Another albeit very limited alternative to private medical insurance is to rely on reciprocal healthcare agreements between different countries. Reciprocal arrangements for healthcare are complicated and vary from country to country, these are reasonably common across Europe, but are far more limited in Asia. Australia has, however, signed a number of reciprocal healthcare agreements, including ones with Finland, Italy, Malta, Netherlands, New Zealand, Sweden and the United Kingdom. Australian residents visiting these countries are generally entitled to healthcare under the host  country’s public healthcare system.
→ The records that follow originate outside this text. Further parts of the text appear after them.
PR #468, opened 2022-05-09
cherry pick OptionMonad updates from rt branch

lsf37:
This should bring `master` fully up to date with all OptionMonad improvements from the MCS work.

There are further `lib/` changes which we might want to add to `master`, but those are probably better done in separate PRs.

### DIFF
--- a/lib/Monad_WP/OptionMonad.thy
+++ b/lib/Monad_WP/OptionMonad.thy
@@ -40,7 +40,7 @@ lemma opt_mapE:
   "\<lbrakk> (f |> g) s = Some v; \<And>v'. \<lbrakk>f s = Some v'; g v' = Some v \<rbrakk> \<Longrightarrow> P \<rbrakk> \<Longrightarrow> P"
   by (auto simp: in_opt_map_eq)
 
-lemma opt_map_left_Some:
+lemma opt_map_red:
   "f x = Some y \<Longrightarrow> (f |> g) x = g y"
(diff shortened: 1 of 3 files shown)


lsf37:
I haven't really changed anything in these commits, only removed some unrelated changes for 2 of them.

lib/Monad_WP/OptionMonad.thy
```diff
@@ -48,14 +68,115 @@ lemma opt_map_upd_Some:
...
-lemmas opt_map_upd[simp] = opt_map_upd_None opt_map_upd_Some
+lemma opt_map_Some_upd_Some:
+  "f(x \<mapsto> v) ||> g = (f ||> g)(x \<mapsto> g v)"
+  by (simp add: opt_map_upd_Some)
+
+lemmas opt_map_upd[simp]
+  = opt_map_upd_None opt_map_upd_Some opt_map_Some_upd_Some
+
+lemma opt_map_upd_triv:
+  "t k = Some x \<Longrightarrow> (t |> f)(k := f x) = t |> f"
```
Xaphiosis, line 79: not sure where "t k" terminology came from

lsf37: probably from the application area. `k` makes sense as a generic key, `t` I'm not sure about. `g` would be slightly better, but if we do that we should do it in both branches.

Xaphiosis (approved):

PR #469, opened 2022-05-09
crefine: remove duplicate lemma

corlewis:
The lemma map_to_ko_atI2 was exactly the same as map_to_ko_atI.


lsf37 (approved):
Let's hope they started out different and converged over time. Otherwise it'd be a bit sad :)

michaelmcinerney (approved):

PR #474, opened 2022-05-10
cparser: annotate AST printing for top-level decls

Xaphiosis:
In order to compare ASTs for appearance/disappearance/modification of
declarations, it is easier to have the annotations obvious to any
external tool for ease of parsing.

Annotations take the form:
"##<decl_type>: <name>", e.g. "##Function: ctzl"

### DIFF
--- a/tools/c-parser/standalone-parser/main.sml
+++ b/tools/c-parser/standalone-parser/main.sml
@@ -378,15 +378,34 @@ end
 fun print_ast cse ast = let
   open Absyn_Serial
 
+  fun decl_header decl
+    = case decl of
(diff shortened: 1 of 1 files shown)


Xaphiosis:
Primarily want feedback on whether anyone else parses or uses these ASTs in a way my change would inconvenience, but other ideas welcome as well.

mbrcknl (approved):
Looks good to me, and I'm not aware of anything that this would disturb.

lsf37 (approved):
Let's merge it and see if anything breaks, but I don't think the preprocess test will have any problems.

PR #476, opened 2022-05-12
crefine: split fastpath, rearrange Refine-based theory imports

Xaphiosis:
Several parts of CRefine did not or should not depend on anything
C-related, but the import hierarchy (and theory content) did not reflect
this. Namely:
* Move_C and ArchMove_C were intended to hold items that could be moved
  to Refine yet used `kernel_m` locale and imported the C spec.
* IsolatedThreadAction indicates how to rearrange statements in the
  design spec and has nothing to do with the C spec or framework.
* Fastpath_C contained the design spec of the fastpath, the design spec
  rewrite proofs, and the C refinement. Having to rebuild nearly all of
  CRefine to work on rewrite proofs wasted time.

In the new import hierarchy:
* Move_C imports only Refine; ArchMove_C builds on Refine_C
* IsolatedThreadAction imports only ArchMove_C
* The fastpath proofs are split into the spec definition (Fastpath_Defs)
  and rewrite proofs (Fastpath_Equiv), which don't depend on anything
  C-related, with their C refinement remaining in Fastpath_C.

While it is possible to separate out the fastpath definitions and rewire
proofs into a separate image or even move them to Refine, development
experience indicates keeping them alongside their C refinement remains
more convenient for the proof engineer involved.


Xaphiosis:
@mbrcknl : I know you're busy, so no need for a thorough review, mostly curious if you like this idea.

corlewis:
> Move_C imports only Refine; ArchMove_C builds on Refine_C

I think that should that be `ArchMove_C builds on Move_C`.

Xaphiosis:
The RISCV64 failure is due to my screwing up conflict resolution during rebase. I'll check that separately but leave the rest of the regression running. Sigh.

lsf37 (approved):
Very nice to consolidate this more!

mbrcknl (approved):
I've somewhat superficially looked over this, and it looks good! I do like the idea, and it seems you've also done some nice clean-up.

The fundamental point to remember about reciprocal arrangements is that the person who is looking to benefit from the arrangement will still need to be paying compulsory taxation in their home country. If or when an expatriate member of staff is to be paid and taxed in the country to which they are posted, no reciprocal care is likely to be available.
Where reciprocal arrangements exist, the rights to automatic medical care vary and may be costly. Expatriates may receive no more than basic emergency treatment and may find that any additional treatments are not available. There is certainly no access to emergency medical repatriation to the expatriate’s home country. 
The upshot is that while reciprocal arrangements may sound superficially attractive, in practice they are limited in their scope and may well present employers with more difficulties than benefits. 
There are alternatives for international private medical insurance for expatriate employees, but their scope of coverage is limited and employers proposing an alternative would have to make themselves clear in explaining these limitations to their staff. Some reciprocal arrangements provide access to limited emergency treatment and a local insurance plan may respond as well as an international plan in the short term. The drawbacks however are serious and could leave an expatriate employee stranded with limited coverage in a foreign country. A self-funded air ambulance might be the only realistic option to return home. 
Expatriate staff are vital for international companies, and it is only by providing a full international private medical insurance plan that employers can be confident of their expatriate employees being properly protected for medical emergencies and routine healthcare treatment.